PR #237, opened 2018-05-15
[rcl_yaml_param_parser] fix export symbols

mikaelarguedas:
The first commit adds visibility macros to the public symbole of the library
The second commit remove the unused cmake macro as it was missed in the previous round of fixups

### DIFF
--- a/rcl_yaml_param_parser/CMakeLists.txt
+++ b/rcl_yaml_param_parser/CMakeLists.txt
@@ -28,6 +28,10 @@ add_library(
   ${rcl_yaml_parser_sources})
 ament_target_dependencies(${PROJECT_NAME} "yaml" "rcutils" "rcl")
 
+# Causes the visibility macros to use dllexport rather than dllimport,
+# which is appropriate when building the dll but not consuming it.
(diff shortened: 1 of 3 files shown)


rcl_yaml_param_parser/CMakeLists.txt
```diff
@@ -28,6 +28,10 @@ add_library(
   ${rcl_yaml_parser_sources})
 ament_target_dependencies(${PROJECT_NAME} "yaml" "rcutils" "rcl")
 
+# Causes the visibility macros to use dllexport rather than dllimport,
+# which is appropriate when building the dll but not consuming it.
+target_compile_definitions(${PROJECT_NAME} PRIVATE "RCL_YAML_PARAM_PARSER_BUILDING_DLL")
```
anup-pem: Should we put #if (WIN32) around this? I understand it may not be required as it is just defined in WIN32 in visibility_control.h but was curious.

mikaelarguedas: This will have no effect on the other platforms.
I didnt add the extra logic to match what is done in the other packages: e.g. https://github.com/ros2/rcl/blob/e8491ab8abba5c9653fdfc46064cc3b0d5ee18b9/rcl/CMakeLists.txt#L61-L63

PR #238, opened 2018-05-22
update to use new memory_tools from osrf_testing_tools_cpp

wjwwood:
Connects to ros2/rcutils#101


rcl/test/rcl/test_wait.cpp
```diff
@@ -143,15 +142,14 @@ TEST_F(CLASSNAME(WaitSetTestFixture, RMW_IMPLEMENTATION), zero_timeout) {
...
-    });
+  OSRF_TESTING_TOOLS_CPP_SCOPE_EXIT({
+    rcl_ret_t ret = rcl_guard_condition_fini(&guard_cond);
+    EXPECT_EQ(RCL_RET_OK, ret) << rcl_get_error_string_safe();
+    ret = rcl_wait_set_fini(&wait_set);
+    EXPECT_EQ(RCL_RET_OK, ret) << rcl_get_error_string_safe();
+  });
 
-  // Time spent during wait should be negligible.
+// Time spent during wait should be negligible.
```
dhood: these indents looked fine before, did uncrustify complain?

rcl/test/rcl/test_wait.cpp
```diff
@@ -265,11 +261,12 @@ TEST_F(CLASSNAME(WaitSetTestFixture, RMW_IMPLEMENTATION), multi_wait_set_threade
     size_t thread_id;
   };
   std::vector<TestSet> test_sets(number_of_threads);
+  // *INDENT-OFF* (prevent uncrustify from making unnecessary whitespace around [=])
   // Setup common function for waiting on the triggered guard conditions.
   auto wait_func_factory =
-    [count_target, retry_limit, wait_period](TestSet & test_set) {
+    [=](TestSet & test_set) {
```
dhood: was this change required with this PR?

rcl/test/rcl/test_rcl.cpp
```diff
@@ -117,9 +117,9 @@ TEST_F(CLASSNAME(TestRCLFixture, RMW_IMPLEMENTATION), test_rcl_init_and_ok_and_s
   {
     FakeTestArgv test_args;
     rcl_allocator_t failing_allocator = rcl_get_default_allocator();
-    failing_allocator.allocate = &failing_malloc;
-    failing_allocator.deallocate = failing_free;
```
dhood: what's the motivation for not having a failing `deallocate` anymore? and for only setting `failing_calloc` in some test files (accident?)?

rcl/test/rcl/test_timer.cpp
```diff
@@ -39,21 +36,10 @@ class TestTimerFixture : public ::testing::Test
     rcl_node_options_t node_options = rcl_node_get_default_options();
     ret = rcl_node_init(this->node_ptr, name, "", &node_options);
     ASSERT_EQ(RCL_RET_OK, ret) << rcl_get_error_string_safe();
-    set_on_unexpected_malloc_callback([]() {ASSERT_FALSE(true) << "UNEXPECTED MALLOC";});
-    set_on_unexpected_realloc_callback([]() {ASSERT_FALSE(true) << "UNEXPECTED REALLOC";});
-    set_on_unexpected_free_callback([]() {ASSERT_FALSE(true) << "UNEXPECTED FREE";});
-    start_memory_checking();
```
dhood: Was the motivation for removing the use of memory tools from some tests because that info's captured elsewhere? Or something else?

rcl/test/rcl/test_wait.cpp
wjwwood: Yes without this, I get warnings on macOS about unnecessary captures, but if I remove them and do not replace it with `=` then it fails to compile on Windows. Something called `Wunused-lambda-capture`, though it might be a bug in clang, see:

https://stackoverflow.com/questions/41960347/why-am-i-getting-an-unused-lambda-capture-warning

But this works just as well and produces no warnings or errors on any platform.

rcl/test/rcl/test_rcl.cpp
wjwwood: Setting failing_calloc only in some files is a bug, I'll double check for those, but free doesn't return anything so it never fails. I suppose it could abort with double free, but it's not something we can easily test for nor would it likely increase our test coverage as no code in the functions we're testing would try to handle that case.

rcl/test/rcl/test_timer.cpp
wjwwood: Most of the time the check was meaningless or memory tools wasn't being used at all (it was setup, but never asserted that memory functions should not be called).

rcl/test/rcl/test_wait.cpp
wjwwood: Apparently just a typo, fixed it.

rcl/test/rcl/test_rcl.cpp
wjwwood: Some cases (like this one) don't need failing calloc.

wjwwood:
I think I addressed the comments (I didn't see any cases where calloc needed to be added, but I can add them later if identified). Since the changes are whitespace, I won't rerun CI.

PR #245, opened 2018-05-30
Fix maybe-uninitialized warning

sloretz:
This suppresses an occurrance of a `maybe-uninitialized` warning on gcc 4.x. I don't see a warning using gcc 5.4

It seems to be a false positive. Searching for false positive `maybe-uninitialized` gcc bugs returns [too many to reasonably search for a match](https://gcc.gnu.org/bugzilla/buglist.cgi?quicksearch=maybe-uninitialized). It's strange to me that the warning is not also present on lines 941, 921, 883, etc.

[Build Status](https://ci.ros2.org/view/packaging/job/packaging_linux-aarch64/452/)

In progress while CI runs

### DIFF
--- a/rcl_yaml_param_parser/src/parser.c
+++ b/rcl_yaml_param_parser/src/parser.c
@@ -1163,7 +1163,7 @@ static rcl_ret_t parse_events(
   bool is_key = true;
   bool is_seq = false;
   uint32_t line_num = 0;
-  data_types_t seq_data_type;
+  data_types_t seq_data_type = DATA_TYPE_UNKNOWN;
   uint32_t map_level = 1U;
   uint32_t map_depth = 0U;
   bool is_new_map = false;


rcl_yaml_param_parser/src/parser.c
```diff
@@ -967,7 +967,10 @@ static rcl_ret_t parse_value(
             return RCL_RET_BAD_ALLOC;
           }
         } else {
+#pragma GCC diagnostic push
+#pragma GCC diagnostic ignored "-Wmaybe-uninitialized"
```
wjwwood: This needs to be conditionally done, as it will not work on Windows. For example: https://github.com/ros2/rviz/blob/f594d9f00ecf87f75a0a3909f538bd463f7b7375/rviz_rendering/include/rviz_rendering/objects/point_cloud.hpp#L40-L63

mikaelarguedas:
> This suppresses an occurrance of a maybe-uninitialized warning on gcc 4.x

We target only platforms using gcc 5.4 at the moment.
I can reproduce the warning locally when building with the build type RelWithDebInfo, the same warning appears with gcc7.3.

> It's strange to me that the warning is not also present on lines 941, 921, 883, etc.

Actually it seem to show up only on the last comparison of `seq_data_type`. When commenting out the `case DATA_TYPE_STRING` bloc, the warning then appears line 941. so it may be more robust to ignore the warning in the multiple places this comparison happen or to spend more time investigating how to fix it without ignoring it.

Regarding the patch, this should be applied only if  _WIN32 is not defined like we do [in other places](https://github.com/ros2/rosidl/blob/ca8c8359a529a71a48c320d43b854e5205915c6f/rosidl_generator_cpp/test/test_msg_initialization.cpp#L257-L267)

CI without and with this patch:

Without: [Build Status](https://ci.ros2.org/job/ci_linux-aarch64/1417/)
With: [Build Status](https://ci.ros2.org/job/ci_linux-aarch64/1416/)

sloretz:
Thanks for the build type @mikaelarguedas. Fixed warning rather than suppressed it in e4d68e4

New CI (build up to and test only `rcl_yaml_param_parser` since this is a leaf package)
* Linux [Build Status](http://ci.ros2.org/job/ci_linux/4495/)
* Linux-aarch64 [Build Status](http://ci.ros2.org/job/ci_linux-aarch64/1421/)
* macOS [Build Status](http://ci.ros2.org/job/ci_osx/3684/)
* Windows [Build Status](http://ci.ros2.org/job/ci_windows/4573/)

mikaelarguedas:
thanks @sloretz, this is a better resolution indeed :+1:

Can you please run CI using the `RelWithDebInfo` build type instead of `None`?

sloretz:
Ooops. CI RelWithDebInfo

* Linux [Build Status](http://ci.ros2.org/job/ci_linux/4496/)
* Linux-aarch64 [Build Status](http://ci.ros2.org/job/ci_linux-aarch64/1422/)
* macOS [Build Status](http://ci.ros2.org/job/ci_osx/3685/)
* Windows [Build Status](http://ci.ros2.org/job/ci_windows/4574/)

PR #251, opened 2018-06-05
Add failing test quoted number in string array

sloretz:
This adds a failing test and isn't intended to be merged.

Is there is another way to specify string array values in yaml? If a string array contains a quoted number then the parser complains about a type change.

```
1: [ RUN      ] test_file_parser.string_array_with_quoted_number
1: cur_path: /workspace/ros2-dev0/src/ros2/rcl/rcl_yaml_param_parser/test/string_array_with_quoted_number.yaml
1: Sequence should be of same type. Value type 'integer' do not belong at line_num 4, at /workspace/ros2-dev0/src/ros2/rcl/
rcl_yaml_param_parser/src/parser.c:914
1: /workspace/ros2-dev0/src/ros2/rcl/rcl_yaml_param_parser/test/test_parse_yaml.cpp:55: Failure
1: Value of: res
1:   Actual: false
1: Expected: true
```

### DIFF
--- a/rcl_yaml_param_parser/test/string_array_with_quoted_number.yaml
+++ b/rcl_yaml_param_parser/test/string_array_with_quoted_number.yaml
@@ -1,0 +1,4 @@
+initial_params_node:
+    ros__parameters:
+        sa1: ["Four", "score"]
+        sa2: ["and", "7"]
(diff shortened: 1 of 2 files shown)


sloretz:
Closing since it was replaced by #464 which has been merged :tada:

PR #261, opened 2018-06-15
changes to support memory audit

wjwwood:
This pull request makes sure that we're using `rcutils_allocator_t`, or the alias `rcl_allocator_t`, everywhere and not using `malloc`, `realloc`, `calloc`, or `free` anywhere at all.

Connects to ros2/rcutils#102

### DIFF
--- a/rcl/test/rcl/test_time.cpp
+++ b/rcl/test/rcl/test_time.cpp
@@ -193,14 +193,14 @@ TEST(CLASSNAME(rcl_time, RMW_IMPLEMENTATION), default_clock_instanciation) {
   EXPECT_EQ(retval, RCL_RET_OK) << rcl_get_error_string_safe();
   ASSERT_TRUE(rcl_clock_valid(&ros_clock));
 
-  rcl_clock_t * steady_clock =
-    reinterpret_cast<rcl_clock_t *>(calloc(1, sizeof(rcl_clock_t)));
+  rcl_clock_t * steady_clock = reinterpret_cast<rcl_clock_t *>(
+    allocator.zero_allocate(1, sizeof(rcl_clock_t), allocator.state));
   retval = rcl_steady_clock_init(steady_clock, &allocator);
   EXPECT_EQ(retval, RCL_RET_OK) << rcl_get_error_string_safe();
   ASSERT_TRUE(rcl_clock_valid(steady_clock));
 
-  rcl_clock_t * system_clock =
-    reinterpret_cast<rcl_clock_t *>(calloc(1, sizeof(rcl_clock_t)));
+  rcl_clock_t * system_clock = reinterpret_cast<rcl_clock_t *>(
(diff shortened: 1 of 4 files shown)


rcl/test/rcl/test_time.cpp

| WHAT YOU HAVE TO DO |
Please give the number of lines in the data above that hold "warnings", and write nothing else.

| SOLVED EXERCISE |
2